**Goal of the exercise:** For the records below, output every line from the one holding "Some issues still" through the final line, unaltered, and no other lines.

[Saved entries]

PR #775, opened 2019-02-21
Feature/rewrite staggered

mathiaswagner:
This is the rewrite for staggered. Some things to take into consideration:

Some issues still to be addressed, but not super critical for all as this does not go into develop yet.

**Must fix**
- [x] cleanup and probably some comments
- [x] guarding off old code with #ifdefs to allow compilation without TEX
- [ ] as standard staggered is now recon 13 make sure that is reflected in the interface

**Result of this task:**
Some issues still to be addressed, but not super critical for all as this does not go into develop yet.

**Must fix**
- [x] cleanup and probably some comments
- [x] guarding off old code with #ifdefs to allow compilation without TEX
- [ ] as standard staggered is now recon 13 make sure that is reflected in the interface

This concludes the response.